The definition of the word Cosmos is something along the lines of ‘a harmonious universe’, a kind of orderly system that the Greeks believed in. When you gaze at the perfect white flower of the annual Cosmos bipinnatus ‘Purity’ it certainly seems to encapsulate just that sense of balance and wholeness.

The redesigned, re-paved and replanted large terrace on the front of the house has required over 50 new roses bought as bare-root last autumn. These were all, as originally planted over 30 years ago, fragrant David Austin roses in shades of white, cream and pale pinks. Beauties such as Abraham d’Arby, Gentle Hermione and Sceptre’d Isle, to name a few, have been slowly trying to establish themselves over the last few months.

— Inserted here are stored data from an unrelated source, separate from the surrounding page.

Issue #10033, opened 2022-11-25
[Feature] Discard `id()` method in the BanyanDB Measure process


wu-sheng:
### Search before asking

- [X] I had searched in the [issues](https://github.com/apache/skywalking/issues?q=is%3Aissue) and found no similar feature requirement.

### Description

All metrics from OAL/MAL/Manual have an `id` method to generate a unique ID for this metric for persistence. 
So, in the current implementation, there is an extra tag(Measure.ID) created by BanyanDB storage implementation.
But, in the BanyanDB kernel level, ID is just a simple tag, which relies on an index structure, but not a time-series concept.
Meanwhile, the current ShardingKey would be set to ID when not set.

Considering all the above, we would face the low efficiency `BanyanDBMetricsDAO#multiGet` which relies on ID.at

### Use case

To improve the circumstance, we should 
1. Hard require for ShardingKey. No default sharding key, and no ID tag.
2. Add ShardingKey to all metadata and manual metrics implementations.
3. Rename ShardingKey to **SeriesID**, which indicate this is not just for sharding, but also used as a ID with timestamp.

`BanyanDBMetricsDAO#multiGet` should only use the current time bucket and IDs extracted from a new `BanyanDBConverter#MeasureToStorage` implementation(only read SeriesIDs) to build `multiGet` query. 

In the BanyanDB implementation, the `ID` would never be used in the query.

### Are you willing to submit a PR?

- [ ] Yes I am willing to submit a PR!

### Code of Conduct

- [X] I agree to follow this project's [Code of Conduct](https://www.apache.org/foundation/policies/conduct)

wu-sheng:
FYI @lujiajing1126 Please take a look at this proposal. This is from the discussion between @hanahmily and me, when we try to locate https://github.com/apache/skywalking/pull/10032

wu-sheng:
Fix <3> through https://github.com/apache/skywalking/pull/10037

PR #10157, opened 2022-12-14
Refactor `StorageData#id` to the new StorageID object from a String type.

wu-sheng:

The last preparation for #10033. @hanahmily @lujiajing1126 This makes your BanyanDB optimization possible.
Please take a look. 

@kezhenxu94 @wankai123 @mrproliu  This change would impact a lot of parts of the codes. Please do a recheck.

### DIFF
--- a/oap-server/server-core/src/main/java/org/apache/skywalking/oap/server/core/storage/StorageID.java
+++ b/oap-server/server-core/src/main/java/org/apache/skywalking/oap/server/core/storage/StorageID.java
@@ -1,0 +1,159 @@
+/*
+ * Licensed to the Apache Software Foundation (ASF) under one or more
+ * contributor license agreements.  See the NOTICE file distributed with
+ * this work for additional information regarding copyright ownership.
+ * The ASF licenses this file to You under the Apache License, Version 2.0
+ * (the "License"); you may not use this file except in compliance with
+ * the License.  You may obtain a copy of the License at
+ *
+ *     http://www.apache.org/licenses/LICENSE-2.0
+ *
+ * Unless required by applicable law or agreed to in writing, software
+ * distributed under the License is distributed on an "AS IS" BASIS,
+ * WITHOUT WARRANTIES OR CONDITIONS OF ANY KIND, either express or implied.
+ * See the License for the specific language governing permissions and
+ * limitations under the License.
+ *
+ */
+
+package org.apache.skywalking.oap.server.core.storage;
+
+import java.util.ArrayList;
+import java.util.Collections;
+import java.util.List;
+import java.util.Optional;
+import lombok.EqualsAndHashCode;
+import lombok.Getter;
+import lombok.RequiredArgsConstructor;
+import org.apache.skywalking.oap.server.library.util.StringUtil;
+
+/**
+ * StorageID represents an identification for the metric or the record.
+ * Typically, an ID is composited by two parts
+ * 1. Time bucket based on downsampling.
+ * 2. The encoded entity ID, such as Service ID.
+ *
+ * In the SQL database and ElasticSearch, the string ID is preferred.
+ * In the BanyanDB, time series and entity ID(series ID) would be treated separately.
+ *
+ * @since 9.4.0 StorageID replaced the `string id()` method in the StorageData. An object-oriented ID provides a more
+ * friendly interface for various database implementation.
+ */
+@EqualsAndHashCode(of = {
+    "fragments"
+})
+public class StorageID {
+    private final List<Fragment> fragments;
+    /**
+     * Once the storage ID was {@link #build()} or {@link #read()},
+     * this object would switch to the sealed status, no more append is allowed.
+     */
+    private boolean sealed = false;
+
+    public StorageID() {
+        fragments = new ArrayList<>(2);
+    }
+
+    public StorageID append(String name, String value) {
+        if (StringUtil.isBlank(name)) {
+            throw new IllegalArgumentException("The name of storage ID should not be null or empty.");
+        }
+        if (sealed) {
+            throw new IllegalStateException("The storage ID is sealed. Can't append a new fragment, name=" + name);
+        }
+        fragments.add(new Fragment(name, String.class, false, value));
+        return this;
+    }
+
+    public StorageID append(String name, long value) {
+        if (StringUtil.isBlank(name)) {
+            throw new IllegalArgumentException("The name of storage ID should not be null or empty.");
+        }
+        if (sealed) {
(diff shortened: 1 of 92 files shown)


oap-server/server-core/src/main/java/org/apache/skywalking/oap/server/core/storage/StorageID.java
```diff
@@ -0,0 +1,159 @@
...
+ * In the SQL database and ElasticSearch, the string ID is preferred.
+ * In the BanyanDB, time series and entity ID(series ID) would be treated separately.
+ *
+ * @since 9.4.0 StorageID replaced the `string id()` method in the StorageData. An object-oriented ID provides a more
+ * friendly interface for various database implementation.
+ */
+@EqualsAndHashCode(of = {
+    "fragments"
+})
+public class StorageID {
```
wu-sheng, line 45: To all reviewers, this is the key point of all changes. This StorageID would represent the ID to replace the original string ID.

wu-sheng:
**Notice, after this change, should be no feature change.**

_I noticed, during the changes, some codes are using an object rather than an explicit String type, which could be missed from compiling level check._ 
This is the risk I will bring bugs due to this change.

oap-server/server-core/src/main/java/org/apache/skywalking/oap/server/core/storage/StorageID.java
```diff
@@ -0,0 +1,159 @@
...
+    /**
+     * @return the string ID concatenating the values of {@link #fragments} by the underline(_).
+     */
+    public String build() {
+        sealed = true;
+        String[] idParts = new String[fragments.size()];
+        for (int i = 0; i < fragments.size(); i++) {
+            idParts[i] = fragments.get(i).toString();
+        }
+        return StringUtil.join('_', idParts);
```
kezhenxu94, line 115:
```suggestion
        return com.google.common.base.Joiner.on("_").join(fragments);
```

oap-server/server-core/src/main/java/org/apache/skywalking/oap/server/core/storage/StorageID.java
```diff
@@ -0,0 +1,159 @@
...
+         */
+        private final Class<?> type;
+        /**
+         * If true, the field was from {@link #name}, and value is changed by internal rules.
+         * Such as time bucket downsampling, use a day-level time-bucket to build the ID for a minute dimension metric.
+         */
+        private final boolean mutate;
+        private final Object value;
+
+        public Optional getName() {
```
kezhenxu94, line 150:
```suggestion
        public Optional<String> getName() {
```

kezhenxu94 (approved):

oap-server/server-core/src/main/java/org/apache/skywalking/oap/server/core/storage/StorageID.java
wu-sheng: Great, I was searching for this, but failed.

oap-server/server-core/src/main/java/org/apache/skywalking/oap/server/core/storage/StorageID.java
```diff
@@ -0,0 +1,157 @@
...
+        /**
+         * Represent the class type of the {@link #value}.
+         */
+        private final Class<?> type;
+        /**
+         * If true, the field was from {@link #name}, and value is changed by internal rules.
+         * Such as time bucket downsampling, use a day-level time-bucket to build the ID for a minute dimension metric.
+         */
+        private final boolean mutate;
+        private final Object value;
```
wu-sheng, line 146: @hanahmily @lujiajing1126 You would need this when you try to build BanyanDB series ID without string ID.

Notice, we should check whether there is conflict(s) between series IDs and fragments.

hanahmily: It looks good to me.

wankai123 (dismissed):
LGTM

mrproliu (dismissed):

oap-server/server-core/src/main/java/org/apache/skywalking/oap/server/core/storage/StorageID.java
```diff
@@ -0,0 +1,190 @@
...
+        /**
+         * The column name of the value, or the original column names of the mutate value.
+         *
+         * The names could be
+         * 1. Always one column if this is not {@link #mutate} and from a certain persistent column.
+         * 2. Be null if {@link #mutate} is true and no relative column, such as the original value is not in
+         * the persistence.
+         * 3. One or multi-values if the value is built through a symmetrical or asymmetrical encoding algorithm.
+         */
+        private final String[] name;
```
wu-sheng, line 144: @lujiajing1126 @hanahmily The name has been changed to an Array. There are 3 conditions for different cases.

lujiajing1126: Just to confirm the rule,

1. if a model uses mutant fragments, it **MUST NOT** use `@SeriesID` annotation on its fields
2. Otherwise, we must define `@SeriesID` in the model

wu-sheng: I think @hanahmily has a more complex proposal. @hanahmily Could you share your ideas here?

oap-server/server-core/src/main/java/org/apache/skywalking/oap/server/core/storage/StorageID.java
```diff
@@ -0,0 +1,190 @@
...
+
+            return true;
+        }
+
+        @Override
+        public int hashCode() {
+            int result = Arrays.hashCode(name);
+            result = 31 * result + (value != null ? value.hashCode() : 0);
+            return result;
+        }
```
kezhenxu94, line 188: The reason why you have to write these instead of using Lombok `EqualsAndHashCode(of = {"name", "value"})` is that, you have a `getName` that returns an `Optional<String[]>`, Lombok can compare array correctly but not when arrays are wrapped into `Optional`, but luckily you can change the behaviour of Lombok and not to use the getter, but using this :


```java
    @EqualsAndHashCode(of = {
        "name",
        "value"
    }, doNotUseGetters = true)
```

kezhenxu94 (approved):
A nit that you might want to fix it in next PR, so LGTM for now.

kezhenxu94 (approved):

PR #10159, opened 2022-12-15
Fix some metrics session wouldn't expire after TTL.

wankai123:
Such as service_traffic is not `supported updates`, but the id is not `TimeRelative`.


docs/en/changes/changes.md
```diff
@@ -40,6 +40,7 @@
 * Add global-specific settings used to override global configurations (e.g `segmentIntervalDays`, `blockIntervalHours`) in BanyanDB.
 * Use TTL-driven interval settings for the `measure-default` group in BanyanDB.
 * Fix wrong group of non time-relative metadata in BanyanDB.
+* Fix some metrics session wouldn't expire after TTL.
```
wu-sheng, line 43:
```suggestion
```

We don't need a change log for this, because this bug was brought in this iteration(9.4-dev) only.

wu-sheng (approved):
LGTM. FYI @kezhenxu94

PR #9680, opened 2022-09-25
fix oap and ui image

tsonglew:
change images to OAP_IMAGE=apache/skywalking-oap-server:latest, UI_IMAGE=apache/skywalking-ui:latest as previous images not found

- [ ] If this pull request closes/resolves/fixes an existing issue, replace the issue number. Closes #<issue number>.
- [ ] Update the [`CHANGES` log](https://github.com/apache/skywalking/blob/master/docs/en/changes/changes.md).

PR #10163, opened 2022-12-15
Update .env

myie9:
make docker can run ok


wu-sheng:
This docker file is not for downloading from docker hub.
This is for local build.

kezhenxu94:
Duplicate of https://github.com/apache/skywalking/pull/9680

myie9:
> * [ ]  If this pull request closes/resolves/fixes an existing issue, replace the issue number. Closes #.
> *

it can not run when local run  docker compose

wu-sheng:
Again, it is only used when you have built the image locally, not using the images on the DockerHub.

PR #10164, opened 2022-12-16
Support multiple component IDs in the service topology level

wu-sheng:

* Support multiple component IDs in the service topology level.
* Add `ElasticSearch.Keyword` annotation to declare the target field type as `keyword`.
* [Breaking Change] Field `component_id` of `service_relation_client_side` and `service_relation_server_side` have been replaced by `component_ids`(keyword).


wu-sheng:
NOTICE, SkyWalking booster UI is not using component IDs in the line(Call in GraphQL). We only show the component ID(one value) for the node.

oap-server/server-storage-plugin/storage-elasticsearch-plugin/src/main/java/org/apache/skywalking/oap/server/storage/plugin/elasticsearch/query/TopologyQueryEsDAO.java
```diff
@@ -257,7 +257,7 @@ private List<Call.CallDetail> buildProcessRelation(String serviceInstanceId, Dur
             String entityId = (String) entityBucket.get("key");
             final Map<String, Object> componentTerms =
                 (Map<String, Object>) entityBucket.get(
-                    ServiceRelationServerSideMetrics.COMPONENT_IDS);
+                    ProcessRelationServerSideMetrics.COMPONENT_ID);
```
wu-sheng, line 260: @mrproliu I think this is a bug by using service relation column name.

oap-server/server-core/src/main/java/org/apache/skywalking/oap/server/core/analysis/manual/relation/service/ServiceRelationClientSideMetrics.java
```diff
@@ -60,8 +62,9 @@ public class ServiceRelationClientSideMetrics extends Metrics {
     private String destServiceId;
     @Setter
     @Getter
-    @Column(columnName = COMPONENT_ID, storageOnly = true)
-    private int componentId;
+    @Column(columnName = COMPONENT_IDS, storageOnly = true)
+    @ElasticSearch.Keyword
+    private IntList componentIds = new IntList(3);
```
wu-sheng, line 67: @kezhenxu94 @wankai123 This is what I referred to, so I added this new annotation to override type. IntList is mapping to text type field.

> The field can be [Keyword](https://www.elastic.co/guide/en/elasticsearch/reference/7.17/keyword.html), [Numeric](https://www.elastic.co/guide/en/elasticsearch/reference/7.17/number.html), [ip](https://www.elastic.co/guide/en/elasticsearch/reference/7.17/ip.html), [boolean](https://www.elastic.co/guide/en/elasticsearch/reference/7.17/boolean.html), or [binary](https://www.elastic.co/guide/en/elasticsearch/reference/7.17/binary.html).

ref https://www.elastic.co/guide/en/elasticsearch/reference/7.17/search-aggregations-bucket-terms-aggregation.html

wu-sheng:
@toffentoffen I think you could check whether this works in your cases.

wu-sheng:
@wankai123 @kezhenxu94 @mrproliu I am thinking to add priority mechanism to the component ID to make sure the node ID is always correct. What do you think?

kezhenxu94:
> @toffentoffen I think you could check whether this works in your cases.

@wu-sheng Can you share what cases this PR tries to solve?

wu-sheng:
> > @toffentoffen I think you could check whether this works in your cases.
> 
> @wu-sheng Can you share what cases this PR tries to solve?

ServA is calling ServB both in TCP and HTTP. In the history, two different RPC components(two HTTP client libs) called the same service endpoint.

kezhenxu94 (approved):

We knew the beds might look a little gappy until the new roses bulked out so we planted small plugs of Cosmos ‘Purity’ in May to fill the voids. They have certainly done this and then some! The overall effect is wonderfully abundant but all was out of kilter, with the new roses disappearing under a mass of white Triffids. We have been regularly cutting back the Cosmos to give the roses some room and air. It’s not only that the roses have been swamped for space and light to grow but it makes them much more prone to powdery mildew and other fungal disease.

These C.‘Purity’ love our chalky, alkaline soil and have grown up to 1.2m high and 60cm wide which was just a little too much. But I would hate to be without them and have already bought next years’ replacement, a packet of seeds of an altogether less thuggish version, the British-bred C. ‘Apollo White’, new on the market last year. At only 60cm high and 50cm wide I’m hoping for all the floriferous virtues of ‘Purity’ but in a less scene-grabbing performer.

We only have to remember to pull up the ‘Purity’ before they set seed in Autumn otherwise next year the terrace is going to be more Greek tragedy than harmonious universe.